Which lines of the records below contain the string "opened"? Report each of them.

Stored items
-=-=-=-=-
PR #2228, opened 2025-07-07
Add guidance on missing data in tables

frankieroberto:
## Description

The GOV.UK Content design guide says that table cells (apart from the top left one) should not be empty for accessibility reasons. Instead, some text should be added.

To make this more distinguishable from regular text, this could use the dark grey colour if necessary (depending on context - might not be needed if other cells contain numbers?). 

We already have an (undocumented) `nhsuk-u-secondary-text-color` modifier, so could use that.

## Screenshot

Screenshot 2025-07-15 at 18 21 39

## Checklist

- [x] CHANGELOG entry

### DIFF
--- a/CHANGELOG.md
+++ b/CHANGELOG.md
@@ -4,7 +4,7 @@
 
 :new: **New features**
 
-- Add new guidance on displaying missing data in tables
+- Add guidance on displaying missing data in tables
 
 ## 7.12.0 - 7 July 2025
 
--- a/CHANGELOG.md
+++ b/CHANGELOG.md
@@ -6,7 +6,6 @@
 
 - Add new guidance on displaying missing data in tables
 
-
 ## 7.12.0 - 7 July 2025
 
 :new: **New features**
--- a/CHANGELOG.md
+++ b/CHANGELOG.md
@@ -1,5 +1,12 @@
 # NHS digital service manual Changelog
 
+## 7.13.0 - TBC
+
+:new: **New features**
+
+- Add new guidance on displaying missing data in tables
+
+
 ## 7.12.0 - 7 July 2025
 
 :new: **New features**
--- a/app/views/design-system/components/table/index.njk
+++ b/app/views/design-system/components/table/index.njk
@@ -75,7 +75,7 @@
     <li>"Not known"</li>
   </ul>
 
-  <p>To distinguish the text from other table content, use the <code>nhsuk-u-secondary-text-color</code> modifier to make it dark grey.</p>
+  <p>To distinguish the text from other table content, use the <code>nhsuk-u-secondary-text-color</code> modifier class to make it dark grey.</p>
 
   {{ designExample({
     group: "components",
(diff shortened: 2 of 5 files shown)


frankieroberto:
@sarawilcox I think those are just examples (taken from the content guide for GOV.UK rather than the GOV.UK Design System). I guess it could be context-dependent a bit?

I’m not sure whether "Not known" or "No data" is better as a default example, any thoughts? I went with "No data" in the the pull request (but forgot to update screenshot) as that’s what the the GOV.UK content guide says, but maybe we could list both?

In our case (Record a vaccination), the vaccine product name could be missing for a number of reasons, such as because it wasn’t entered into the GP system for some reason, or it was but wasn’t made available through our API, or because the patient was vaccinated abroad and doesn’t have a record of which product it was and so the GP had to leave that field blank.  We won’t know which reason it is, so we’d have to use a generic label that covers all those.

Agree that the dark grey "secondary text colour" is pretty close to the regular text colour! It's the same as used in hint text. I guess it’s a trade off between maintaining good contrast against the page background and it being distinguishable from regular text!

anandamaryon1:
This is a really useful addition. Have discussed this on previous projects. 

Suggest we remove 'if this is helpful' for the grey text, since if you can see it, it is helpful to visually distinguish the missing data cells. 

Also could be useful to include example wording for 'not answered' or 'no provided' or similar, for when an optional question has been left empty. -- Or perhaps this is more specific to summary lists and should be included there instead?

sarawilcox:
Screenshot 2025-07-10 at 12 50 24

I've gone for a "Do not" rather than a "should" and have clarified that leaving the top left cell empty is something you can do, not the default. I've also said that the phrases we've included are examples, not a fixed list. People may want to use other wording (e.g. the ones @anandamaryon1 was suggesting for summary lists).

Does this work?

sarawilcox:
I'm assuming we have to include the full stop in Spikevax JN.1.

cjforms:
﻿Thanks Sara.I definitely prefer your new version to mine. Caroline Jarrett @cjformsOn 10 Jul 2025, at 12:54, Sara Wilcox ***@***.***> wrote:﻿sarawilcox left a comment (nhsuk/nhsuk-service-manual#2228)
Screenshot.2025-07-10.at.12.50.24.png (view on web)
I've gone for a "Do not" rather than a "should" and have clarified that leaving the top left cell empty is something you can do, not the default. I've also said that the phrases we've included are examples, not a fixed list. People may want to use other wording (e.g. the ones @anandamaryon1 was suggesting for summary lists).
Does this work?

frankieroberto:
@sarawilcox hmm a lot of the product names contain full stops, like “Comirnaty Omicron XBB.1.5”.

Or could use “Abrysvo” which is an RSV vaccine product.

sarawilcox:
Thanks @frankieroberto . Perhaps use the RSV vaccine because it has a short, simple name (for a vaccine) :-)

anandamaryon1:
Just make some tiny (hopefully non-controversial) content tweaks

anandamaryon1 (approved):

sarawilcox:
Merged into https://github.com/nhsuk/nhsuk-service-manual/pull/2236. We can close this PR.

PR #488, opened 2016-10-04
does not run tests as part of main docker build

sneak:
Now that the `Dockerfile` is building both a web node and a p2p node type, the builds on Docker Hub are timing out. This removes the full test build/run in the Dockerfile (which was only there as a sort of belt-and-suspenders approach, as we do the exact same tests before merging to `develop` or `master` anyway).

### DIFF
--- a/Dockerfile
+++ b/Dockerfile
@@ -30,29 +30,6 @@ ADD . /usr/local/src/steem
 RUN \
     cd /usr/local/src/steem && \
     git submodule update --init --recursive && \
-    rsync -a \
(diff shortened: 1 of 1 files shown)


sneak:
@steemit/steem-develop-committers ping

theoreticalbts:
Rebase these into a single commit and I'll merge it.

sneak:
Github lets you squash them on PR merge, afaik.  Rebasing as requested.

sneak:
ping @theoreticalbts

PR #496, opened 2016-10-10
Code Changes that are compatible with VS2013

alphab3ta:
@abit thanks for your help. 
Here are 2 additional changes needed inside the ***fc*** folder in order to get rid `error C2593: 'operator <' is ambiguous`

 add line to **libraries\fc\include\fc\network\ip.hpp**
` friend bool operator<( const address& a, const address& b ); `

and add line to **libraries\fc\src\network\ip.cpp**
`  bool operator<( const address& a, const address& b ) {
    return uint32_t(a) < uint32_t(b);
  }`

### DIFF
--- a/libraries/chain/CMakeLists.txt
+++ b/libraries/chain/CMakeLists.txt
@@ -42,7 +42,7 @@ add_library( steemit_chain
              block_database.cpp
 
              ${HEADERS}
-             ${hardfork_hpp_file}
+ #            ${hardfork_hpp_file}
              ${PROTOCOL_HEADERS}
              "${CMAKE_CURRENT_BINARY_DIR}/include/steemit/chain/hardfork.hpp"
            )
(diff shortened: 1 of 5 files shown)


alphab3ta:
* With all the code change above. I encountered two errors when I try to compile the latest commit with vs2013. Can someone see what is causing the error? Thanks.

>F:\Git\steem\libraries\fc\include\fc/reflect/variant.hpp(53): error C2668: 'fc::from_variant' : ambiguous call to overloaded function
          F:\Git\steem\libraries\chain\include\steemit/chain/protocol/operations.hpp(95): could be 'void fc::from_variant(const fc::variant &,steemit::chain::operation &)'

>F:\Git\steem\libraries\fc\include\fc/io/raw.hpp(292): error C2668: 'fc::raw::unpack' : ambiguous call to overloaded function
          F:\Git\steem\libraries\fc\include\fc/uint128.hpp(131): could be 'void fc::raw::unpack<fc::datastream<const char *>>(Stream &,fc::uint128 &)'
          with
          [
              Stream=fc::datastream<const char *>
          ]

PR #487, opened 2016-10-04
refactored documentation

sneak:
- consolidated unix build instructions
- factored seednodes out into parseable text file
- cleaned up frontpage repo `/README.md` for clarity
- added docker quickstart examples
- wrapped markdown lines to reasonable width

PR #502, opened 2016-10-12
-=-=-=-=-
◆ Response to this exercise
PR #2228, opened 2025-07-07
PR #488, opened 2016-10-04
PR #496, opened 2016-10-10
PR #487, opened 2016-10-04
PR #502, opened 2016-10-12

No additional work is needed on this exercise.